BTW, you can here to see more pics on NYC's highest points.


----------



## dave8721 (Aug 5, 2004)

Miami: Flat as a board. The highest (natural) point in the Miami area is about 10 to 15 feet above sea level. The highest points are actually very close to the coast and the land slopes back down the farther from the coast you get. This is of course because much of the western portions of Miami are naturally swampland. The slopes tend to be very gentle. The only places around Miami that I can think of where the changes in elevation are noticable are the Coconut Grove area where actual 10 to 15 foot hills can be found. According to Wikipedia, the highest point in Miami-Dade County is 15ft (4.5m)


----------



## LosAngelesSportsFan (Oct 20, 2004)

The highest point in the LA metro is Mount San Gorgonio, at 10,624 feet. it often has snow for 10 -11 months, if not all year. the lowet point, im not sure, but im pretty sure its below sea level. Death valley, a couple hours from LA is the worlds lowest elevation at 262 feet below. there are some Mountains in LA City at a few thousand feet.


----------



## RedMarlin (Oct 19, 2005)

LosAngelesSportsFan said:


> The highest point in the LA metro is Mount San Gorgonio, at 10,624 feet. it often has snow for 10 -11 months, if not all year. the lowet point, im not sure, but im pretty sure its below sea level. Death valley, a couple hours from LA is the worlds lowest elevation at 262 feet below. there are some Mountains in LA City at a few thousand feet.

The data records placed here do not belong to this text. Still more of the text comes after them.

PR #937, opened 2016-06-21
Only build the "auto" branch

smith:
The Homu readme (https://github.com/barosl/homu,
https://github.com/servo/homu), says to do `only: -auto` in .travis.yml,
but we have master and auto.

This probably will make it so we don't do that extra build on master.

gif-keyboard-4269918751022729145

### DIFF
--- a/.travis.yml
+++ b/.travis.yml
@@ -1,6 +1,5 @@
 branches:
   only:
-  - master
   - auto
 env:
   global:


thesentinels:
By analyzing the blame information on this pull request, we identified @cwebberOps, @fnichol and @adamhjk to be potential reviewers

smith:
hmmm this also makes it so pull requests don't build, which is not what we want.

PR #979, opened 2016-06-23
[plans/gcc] Add fortran to enabled languages

stevendanna:

### DIFF
--- a/plans/gcc/plan.sh
+++ b/plans/gcc/plan.sh
@@ -127,7 +127,7 @@ do_build() {
       --with-mpfr=$(pkg_path_for mpfr) \
       --with-mpc=$(pkg_path_for libmpc) \
       --with-native-system-header-dir=$headers \
-      --enable-languages=c,c++ \
+      --enable-languages=c,c++,fortran \
       --enable-lto \
       --enable-plugin \
       --enable-shared \


thesentinels:
By analyzing the blame information on this pull request, we identified @fnichol and @smith to be potential reviewers

stevendanna:
This adds about 8MB to the core/gcc download.  Most distributions split this out into a gfortran or gcc-fortran package and I'd be happy to do that here if we want.  

I'm also happy to just continue using my own origin for this: https://app.habitat.sh/#/pkgs/ssd/gcc/5.2.0/20160621134439 since I doubt it is widely needed.  I currently need it as it is required to package `R`.

adamhjk:
@fnichol what do you think we should do here?

fnichol:
For the moment, this seems fine by me. I suspect that after one or two more additions and then we may want to re-evaluate. The most important consideration is that this Plan is in our critical toolchain build path, so it must work and be well-behaved.

@stevendanna, from what you can tell this doesn't have any additional runtime or buildtime deps? I'll run this in a stage1 Studio to make sure that our initial builds won't have any surprises.

fnichol:
Well I got a build of gcc, although with a bunch of test suite failures. I'd suspect that's a missed setup/patch for fortran-ness but not a deal breaker. @stevendanna, did this patch lead to a working R package down the line?

stevendanna:
@fnichol I got a "working" R package as in it compiles and I can run trivial code.  I'm still working on other deps I need to do more robust testing

thesentinels:
:umbrella: The latest upstream changes (presumably c78a767) made this pull request unmergeable. Please resolve the merge conflicts.

reset:
@stevendanna we just moved the core plans over to their own [repository](https://github.com/habitat-sh/core-plans). Would you mind opening your PR over there and linking to this discussion? I'll close this one for now but that doesn't mean it's rejected ;)

PR #1043, opened 2016-07-06
Remove mapping of the REST API in dev shell

adamhjk:
When using the developer shell, you don't want the REST API mapped to
the outside. Doing so causes multiple development shells to fail to
start, which makes the dev shell way less useful.

Instead, if you need to hit the REST API inside a dev shell, you should
just fire up two shells and go nuts. :)

### DIFF
--- a/Makefile
+++ b/Makefile
@@ -20,10 +20,10 @@ ifneq ($(IN_DOCKER),)
 	docker_cmd := env http_proxy= https_proxy= docker
 	compose_cmd := env http_proxy= https_proxy= docker-compose
 	common_run := $(compose_cmd) run --rm $(run_args)
-	run := $(common_run) -p 9636:9636 shell
+	run := $(common_run) shell
 	docs_host := ${DOCKER_HOST}
 	docs_run := $(common_run) -p 9633:9633 shell
-	web_dev_run := $(common_run) -p 9636:9636 shell
+	web_dev_run := $(common_run) shell
 else
 	run :=
 	docs_host := 127.0.0.1


Makefile
```diff
@@ -20,10 +20,10 @@ ifneq ($(IN_DOCKER),)
 	docker_cmd := env http_proxy= https_proxy= docker
 	compose_cmd := env http_proxy= https_proxy= docker-compose
 	common_run := $(compose_cmd) run --rm $(run_args)
-	run := $(common_run) -p 9636:9636 shell
+	run := $(common_run) shell
 	docs_host := ${DOCKER_HOST}
 	docs_run := $(common_run) -p 9633:9633 shell
-	web_dev_run := $(common_run) -p 9636:9636 shell
```
fnichol: I believe this external mapping could be preserved if the intention was to run a web browser against this port.

adamhjk: It wasn't the intent on `9636` - that's the supervisor REST API port. The doc run mapping is preserved.

adamhjk: Or do you literally mean "I want to use the web browser to hit the REST API when I'm running the web dev environment?"

smith: That's why it was added. If you do `make start-web-dev`, you can hit the API and web app on 9636.

Before this I was running with the ugly hack Timberman showed me:

`env HAB_DEPOT_URL="https://willem.habitat.sh/v1/depot -p 9636:9636" make shell`

(notice how the quotes are set up on that var, to, with trickery, pass `-p` into `docker-compose`.)

What I've been doing since running multiple `make shell`s was broken is doing `docker run -it ID bash` to open new shells in the same container.

I don't have much of an opinion on how to do things here, just showing how I managed to get by before and after.

adamhjk: I don't care as much about the web dev portion having the port forwarded, since one assumes you don't run more than one of them at a time. :)

fnichol:
@thesentinels r+

smith:
@thesentinels r+

thesentinels:
:pushpin: Commit 30d98d2 has been approved by `smith`

thesentinels:
:hourglass: Testing commit 30d98d2 with merge bf60b82...

thesentinels:
:sunny: Test successful - [travis](https://travis-ci.org/habitat-sh/habitat/builds/143144120)

Issue #1039, opened 2016-07-06
Docs needed for do_check callback


miketheman:
The `do_check` callback is a powerful mechanism to validate the build process has completed successfully, and does not appear in the docs: https://www.habitat.sh/docs/reference/plan-syntax/#callbacks

adamhjk:
When we document this, lets make it clear that you need to set `env DO_CHECK=true`, not just `DO_CHECK`.

bscott:
This was resolved in PR#1062

miketheman:
Thanks! Using #1062 (without a `PR`) to autolink.

PR #1062, opened 2016-07-13
Resolves issue #1039 - do_check() documentation

bscott:
Adds `do_check()` callback documentation.

### DIFF
--- a/www/source/docs/reference/plan-syntax.html.md
+++ b/www/source/docs/reference/plan-syntax.html.md
@@ -255,6 +255,10 @@ do_download()
 do_verify()
 : The default implementation tries to verify the checksum specified in the plan against the computed checksum after downloading the source tarball to disk. If the specified checksum doesn't match the computed checksum, then an error and a message specifying the mismatch will be printed to stderr. You should not need to override this behavior unless your package does not download any files.
 
+do_check()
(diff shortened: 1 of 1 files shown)


bscott:
r+

metadave:
you'll need an @thesentinals before the r+

smith:
And it's not working right now. See https://habitat-sh.slack.com/archives/general/p1468417818008298

www/source/docs/reference/plan-syntax.html.md
```diff
@@ -255,6 +255,10 @@ do_download()
 do_verify()
 : The default implementation tries to verify the checksum specified in the plan against the computed checksum after downloading the source tarball to disk. If the specified checksum doesn't match the computed checksum, then an error and a message specifying the mismatch will be printed to stderr. You should not need to override this behavior unless your package does not download any files.
 
+do_check()
+: The default implementation runs post-compile and checks provided two conditions
```
smith: I don't think this is clear. The default implementation does nothing, and you're expected to put something like `make test`, or whatever runs your plan's tests after it's built, in it.

These listed in the order they are run, so `do_check` should go between `do_build` and `do_install`.

bscott:
@smith thanks for the feedback

smith:
Looks great!

giphy

PR #1073, opened 2016-07-18
fix_interpreter: warn+skip on non-regular files

### LINKED ISSUE #1045: Wildcard fix_interpreter throws error if the path contains directories
``` bash
fix_interpreter "$pkg_prefix/neo4j/bin/*" core/bash bin/bash
```
causes:
```
sed: couldn't edit /hab/pkgs/keyvan/neo4j-enterprise/3.0.3/20160707073749/neo4j/bin/tools: not a regular file
```

Right solution might be to ignore directories or at least accepting an ignore-directories flag.
Also a more appropriate error message would be appreciated.

srenatus:
Fixes #1045.

Signed-off-by: Stephan Renatus <srenatus@chef.io>

### DIFF
--- a/components/plan-build/bin/hab-plan-build.sh
+++ b/components/plan-build/bin/hab-plan-build.sh
@@ -1316,6 +1316,11 @@ fix_interpreter() {
     fi
 
     for t in ${targets}; do
+      if [[ ! -f $t ]]; then
+        debug "Ignoring non-file target: ${t}"
+        continue
+      fi
+
       build_line "Replacing '${interpreter_old}' with '${interpreter_new}' in '${t}'"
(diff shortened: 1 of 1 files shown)


components/plan-build/bin/hab-plan-build.sh
```diff
@@ -1316,6 +1316,11 @@ fix_interpreter() {
     fi
 
     for t in ${targets}; do
+      if [[ ! -f $t ]]; then
+        warn "Ignoring non-file target: ${t}"
```
reset: This would be a common thing and not something we're actually try to call attention to. This might be better off being `debug` level instead of `warn` level

srenatus: Ok, updated.

smith:
Thanks!

gif-keyboard-11766646103904955700

PR #6593, opened 2019-05-25
Add toolchain file and use its version instead of "stable"

baumanj:
Since we don't control when "stable" changes, this gives more predictable behavior across platforms and machines where "stable" may mean different versions.

This should address the failure we're currently seeing where ["stable" is resolving to 1.35 on Linux and 1.34 on Windows in clippy runs](https://buildkite.com/chef/habitat-sh-habitat-master-verify/builds/1996) resulting in a situation where it's impossible for both to pass.

See also https://github.com/rust-lang/rustup.rs#the-toolchain-file


baumanj:
> It may be worth incorporating this into the version of `core/rust` that we pull into the Habitat builds, too, which would ensure that we're truly consistent everywhere. That could be another PR, though.

Agreed on both counts. I'll create an issue to track both phases of this work.

baumanj:
See https://github.com/habitat-sh/habitat/issues/6594

mwrock:
I think we should handle clippy runs the same as tests: Use the most recent hab rust package for `cargo` this way we don't have to track that in a separate file here but instead it just syncs to core-plans. Note how the linux based tests `--binlink` core/rust and windows does something similar by adding the core/rust bin to the path. I think we should do the same for the clippy scripts.

baumanj:
> I think we should handle clippy runs the same as tests: Use the most recent hab rust package for `cargo` this way we don't have to track that in a separate file here but instead it just syncs to core-plans. Note how the linux based tests `--binlink` core/rust and windows does something similar by adding the core/rust bin to the path. I think we should do the same for the clippy scripts.

I'll look into this approach. I'm 💯 on using the `core/rust` package for our installs, but I don't think we necessarily want to make all our infra use the newest stable package as the indicator of what version we build/test habitat with, or else we have a similar problem (though more tightly scoped) of unintended consequences. Just because we promote a new `core/rust` package version doesn't mean that everything in the `habitat` repo is ready to do that upgrade. And I don't think we want to block updating the `core/rust` package until the `habitat` repo is ready for update since other consumers may want to use `core/rust`, and I don't think that's a good reason to delay them.

Even if we're using habitat to install `core/rust` rather than `rustup`, I thinking changing* rust versions for `habitat` consumption should be an explicit operation. I do still like the idea of using habitat to install our rust toolchain though, since I don't foresee the `habitat` repo ever needing to get *ahead* of `core/rust`.

Finally, since most habitat development uses a `rustup`-based installation locally, a rust-toolchain file leverages a standard practice to help increase parity between local development and CI.

\* Should always be an upgrade, but imagine what a mess it would be if habitat needed to downgrade the rust version it used and it was just based on the latest stable `core/rust` package.

scotthain:
As long as we are pinning the rust version consistently all over I'm good with this - I'd also advocate for *not* binlinking and being very explicit as to which rust binary/toolchain/etc we are using (which i know kinda goes against the rust way of things). Either that or maybe setting separate RUST_HOME and CARGO_HOME directories per task? I don't know all the ramifications of doing that but might be worth some thinking.

christophermaier:
Just for reference, right now all our packages in this repo are using `core/rust` as their build dependency, and not something like `core/rust/1.34.0`. This is what I was alluding to in https://github.com/habitat-sh/habitat/pull/6593#pullrequestreview-242695383... if that version is pulled from a toolchain file, then I think we get the best of all worlds.

support/ci/shared.ps1
```diff
@@ -20,7 +20,7 @@ function Install-Rustup($Toolchain) {
     if (get-command -Name rustup.exe -ErrorAction SilentlyContinue) {
         Write-Host "rustup is currently installed"
         rustup set default-host x86_64-pc-windows-msvc
-        rustup default stable-x86_64-pc-windows-msvc
+        rustup default "$(Rust-Toolchain)-x86_64-pc-windows-msvc"
```
mwrock: you will want to keep this `stable` because there is no guarantee that `$(Rust-Toolchain)-x86_64-pc-windows-msvc` will exist until `Install-RustToolchain` runs. Making it `stable` will not interfere with our desires to execute with the specific toolchain we are at since all `cargo` commands specify that toolchain. During the docker work, I found that setting the default to stable prevented some weird errors when running `Install-RustToolchain` when there was no default set at all which seems to be the case in our docker images.

support/ci/shared.ps1
```diff
@@ -30,6 +30,10 @@ function Install-Rustup($Toolchain) {
     }
 }
 
+function Rust-Toolchain {
```
mwrock: The idiomatic Powershell naming here would be `Get-RustToolChain`. Ideally you want to only use `verb`s listed in `get-verb`.

support/ci/shared.ps1
baumanj: That's very helpful; will fix.

baumanj:
Thanks for the review, @mwrock! I think all the issues should be resolved with https://github.com/habitat-sh/habitat/pull/6593/commits/172f868b27a31069206a6b994a136b35d5b94095

support/ci/shared.ps1
```diff
@@ -30,6 +30,10 @@ function Install-Rustup($Toolchain) {
     }
 }
 
+function Get-Rust-Toolchain {
```
mwrock: actually `Get-RustToolchain` (just 1 dash). Might want to make it `Get-Toolchain` to align with the bash function naming which works.

baumanj: Ah, good point. I went with `Rust` in the name to match `Install-RustToolchain` in the same file. Any preference between `Get-RustToolchain` and `Get-Toolchain`?

mwrock: I like `Get-Toolchain`

baumanj: [Done](https://github.com/habitat-sh/habitat/pull/6593/commits/e17eccc6aed51c8486fe901d987d9ba1e4f4e976)!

Actually, the Dead Sea is the lowest elevation on earth, by a considerable margin. However, death valley is the lowest point in the United states. Either way, the LA metro area does have some nice topographical changes. Where I am located at the moment only has an elevation rise of probably about 25 feet or so... nothing impressive at all (Virginia Beach).


----------



## ProgHouseHead (Oct 24, 2005)

LosAngelesSportsFan said:


> The highest point in the LA metro is Mount San Gorgonio, at 10,624 feet. it often has snow for 10 -11 months, if not all year. the lowet point, im not sure, but im pretty sure its below sea level. Death valley, a couple hours from LA is the worlds lowest elevation at 262 feet below. there are some Mountains in LA City at a few thousand feet.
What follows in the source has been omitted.